[ASSIGNMENT]: Beginning with the opening line, restate the following material exactly, up through the line that contains "Previously, application attenuation".

[GIVEN RECORDS]:
• • • • • • •

PR #6744, opened 2025-03-04
MAINT: Support certificate reload via systemd service

bones-was-here:
This allows certs to be reloaded with `systemctl reload mumble-server` without relying on legacy methods like getting the PID from a PID file.

See https://github.com/mumble-voip/mumble/pull/2850

### Checks


Krzmbrzl (approved):

Krzmbrzl:
Thanks for the enhancement :+1:

PR #6747, opened 2025-03-07
FIX(client): Prevent local muted users from triggering attenuation

### LINKED ISSUE #6247: Local-muted users keying up triggers attenuation

Hartmnt:
Previously, application attenuation and priority speaker attenuation would not consider local muted clients. In both situations local muted clients would still lower other clients or applications volume, despite not being played back.

This commit adds a check to the code where client voice is added to the mix data structure and prevents local muted clients (including priority speakers) to be considered in attenuation logic.

Fixes #6247 

Supersedes #6394

### DIFF
--- a/src/mumble/AudioOutput.cpp
+++ b/src/mumble/AudioOutput.cpp
@@ -442,12 +442,16 @@ void AudioOutput::prepareOutputBuffers(unsigned int frameCount, QList< AudioOutp
 	// Get the users that are currently talking (and are thus serving as an audio source)
 	auto it = qmOutputs.constBegin();
 	for (int i = 0; i < qmOutputs.count(); i++) {
+		const ClientUser *user    = it.key();
+		bool isSample             = user == nullptr;
 		AudioOutputBuffer *buffer = it.value();
+
 		if (!buffer->prepareSampleBuffer(frameCount)) {
 			qlDel.append(buffer);
-		} else {
+		} else if (isSample || !user->bLocalMute) {
 			qlMix.append(buffer);
 		}
+
 		++it;
 	}
 }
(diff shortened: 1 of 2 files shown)


Hartmnt:
@IsaMorphic Regarding your Jack transport thing: I guess in case of local muted users we want the jack ports created, but no frames added, right?

IsaMorphic:
@Hartmnt In the case of JACK transport, we only allocate ports to users who have actively spoken, that is to say, at one point in the JACK session, that user has sent voice data to the AudioOutput instance to be mixed. 

So, for locally muted users, we should only expect to see a port allocated for them if they were previously heard by the end user. In other words, my code ensures that user ports get automatically allocated according to need.

Hope this helps!

Hartmnt:
> In the case of JACK transport, we only allocate ports to users who have actively spoken, that is to say, at one point in the JACK session, that user has sent voice data to the AudioOutput instance to be mixed.

Sadly, no. But this one of the things this MR tries to address.

> So, for locally muted users, we should only expect to see a port allocated for them if they were previously heard by the end user. In other words, my code ensures that user ports get automatically allocated according to need.
> 
> Hope this helps!

Yes, this helps. I now know where to put the ``if`` statement :)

• • • • • • •

[TASK RESPONSE]:
PR #6744, opened 2025-03-04
MAINT: Support certificate reload via systemd service

bones-was-here:
This allows certs to be reloaded with `systemctl reload mumble-server` without relying on legacy methods like getting the PID from a PID file.

See https://github.com/mumble-voip/mumble/pull/2850

### Checks


Krzmbrzl (approved):

Krzmbrzl:
Thanks for the enhancement :+1:

PR #6747, opened 2025-03-07
FIX(client): Prevent local muted users from triggering attenuation

### LINKED ISSUE #6247: Local-muted users keying up triggers attenuation

Hartmnt:
Previously, application attenuation and priority speaker attenuation would not consider local muted clients. In both situations local muted clients would still lower other clients or applications volume, despite not being played back.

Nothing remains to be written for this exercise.